WHAT THE TASK REQUIRES ->
Where a line in the material below has the string "issue", please report it.

MATERIAL FOR THIS TASK ->

PR #281, opened 2025-07-25
access-generic-tracers: Update versions

dougiesquire:
This PR updates versions in the `access-generic-tracers` SPR. Specifically:
- Add version 2025.07.000
- Rename "master" version to "main" (default branch was renamed some months ago). I'm pretty confident this wasn't be used anywhere.
- Add note to delete the "development" version once we're confident it's not being used anywhere.

### DIFF
--- a/packages/access-generic-tracers/package.py
+++ b/packages/access-generic-tracers/package.py
@@ -17,9 +17,9 @@ class AccessGenericTracers(CMakePackage):
 
     maintainers("harshula")
 
-    version("master", branch="master")
-    # TODO: Needs to be changed once changes to build system enter master.
-    version("development", branch="development", preferred=True)
+    version("main", branch="main", preferred=True)
+    # TODO: Delete development version once we're sure we're using main everywhere.
+    version("development", branch="development")
 
     variant(
         "shared",


dougiesquire:
@harshula I'm experiencing a weird issue with the version checksum. The checksum in the SPR was obtained using:

```
$ spack checksum access-generic-tracers
...
version("2025.07.000", sha256="2ff752746ac7645dbe60818fd903b4685fe1f85d9f468adc4b0d50364b7c4274")
```

This checksum matches what I get if I download the tarball and compute the checksum manually
```
$ shasum -a 256 GFDL-generic-tracers-2025.07.000.tar.gz
2ff752746ac7645dbe60818fd903b4685fe1f85d9f468adc4b0d50364b7c4274  GFDL-generic-tracers-2025.07.000.tar.gz
```

However, when I try to install I get:
```
$ spack install access-generic-tracers@2025.07.000 %intel@2021.10.0
...
==> Installing access-generic-tracers-2025.07.000-emcao3k4nv47kivmvcljautlh3dsbsdg [19/19]
==> No binary for access-generic-tracers-2025.07.000-emcao3k4nv47kivmvcljautlh3dsbsdg found: installing from source
==> Fetching https://github.com/ACCESS-NRI/GFDL-generic-tracers/tarball/2025.07.000
==> Error: ChecksumError: sha256 checksum failed for /scratch/tm70/ds0092/tmp/spack-stage/spack-stage-access-generic-tracers-2025.07.000-emcao3k4nv47kivmvcljautlh3dsbsdg/2025.07.000
    Expected 2ff752746ac7645dbe60818fd903b4685fe1f85d9f468adc4b0d50364b7c4274 but got 348ebed7528f4f5eff7647e1d3da7cafb6d5d09854c7bb1cdfa0fc0057ef7a9f. File size = 446848 bytes. Contents = b'\x1f\x8b\x08\x00\x00\x00\x00\x00\x00\x03\xec<ks\xda\xc8...\xf3\xf0<<w\xf0\xfc\xff\xd1\xc8\x89\xb5\x00\x00-\x00'
```

Can you reproduce this behaviour? Any ideas what's going on?

dougiesquire:
> Can you reproduce this behaviour? Any ideas what's going on?

This didn't occur in the build-ci, so I'm going to chalk my issue up to me having an out-of-date git_repos dir or something.

packages/access-generic-tracers/package.py
```diff
@@ -14,12 +14,14 @@ class AccessGenericTracers(CMakePackage):
...
+    url = "https://github.com/ACCESS-NRI/GFDL-generic-tracers/archive/refs/tags/2025.07.000.tar.gz"
 
     maintainers("harshula")
 
-    version("master", branch="master")
-    # TODO: Needs to be changed once changes to build system enter master.
+    version("main", branch="main")
+    # TODO: The development version should be deleted once we're using >=2025.07.000 everywhere.
     version("development", branch="development", preferred=True)
+    version("2025.07.000", sha256="2ff752746ac7645dbe60818fd903b4685fe1f85d9f468adc4b0d50364b7c4274")
```
harshula, line 24: We don't add a new `version()` for each git tag. Instead, the spack.yaml should use `@git.2025.07.000` as the version of access-generic-tracers.

dougiesquire: Thanks @harshula. Is there any harm in keeping this in this case? I've opened #285 to discuss this more generally

harshula: Perhaps focus on the `master` to `main` version renaming in this PR.

dougiesquire: I'd really like to keep this version in unless there's a reason not to?

anton-seaice: We need to be using versions so we can manage the dependencies between versions

anton-seaice, line 24: Using a commit here might be better than a checksum, as it doesn't rely on the existence of the tag/release (which can be deleted) and is still a trusted download method

anton-seaice: https://spack.readthedocs.io/en/latest/packaging_guide_creation.html#git

dougiesquire: Happy to change it. It does means that if a version tag is moved/deleted, that version will still build against the specified commit. If we use checksum of the tag tarball this situation would raise an error. There's an argument that an error is better, but given that we shouldn't be moving/deleting tags it's probably moot...

dougiesquire: Changed in [fa35c8f](https://github.com/ACCESS-NRI/spack-packages/pull/281/commits/fa35c8f693df078f86368721141d1346e70ae305)

anton-seaice: For reasons i can't recall we thought commit was better last time ?

aidanheerdegen: This is a blocker for ESM1.6 development. How can we move this forward?

dougiesquire:
@CodeGat adding `spack.packages.require.all` sections fixed the issue. Are you happy to make this the default for the repo? If so, shall I rebase and remove your commit in this branch once you have?

packages/access-generic-tracers/package.py
dougiesquire: I can remove the `version("2025.07.000",...)` for now if that is the only way to move this forward. We'd really like to get this merged today.

CodeGat:
Yep I'll make it the default, will link the PR when ready

CodeGat:
It's been merged @dougiesquire, you can remove my commit

packages/access-generic-tracers/package.py
dougiesquire: I removed the `version("2025.07.000",...)`

CodeGat (approved):
Verified that it's the `main` branch now rather than `master`, looks good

ANSWER BOX ->
@harshula I'm experiencing a weird issue with the version checksum. The checksum in the SPR was obtained using:
This didn't occur in the build-ci, so I'm going to chalk my issue up to me having an out-of-date git_repos dir or something.
@CodeGat adding `spack.packages.require.all` sections fixed the issue. Are you happy to make this the default for the repo? If so, shall I rebase and remove your commit in this branch once you have?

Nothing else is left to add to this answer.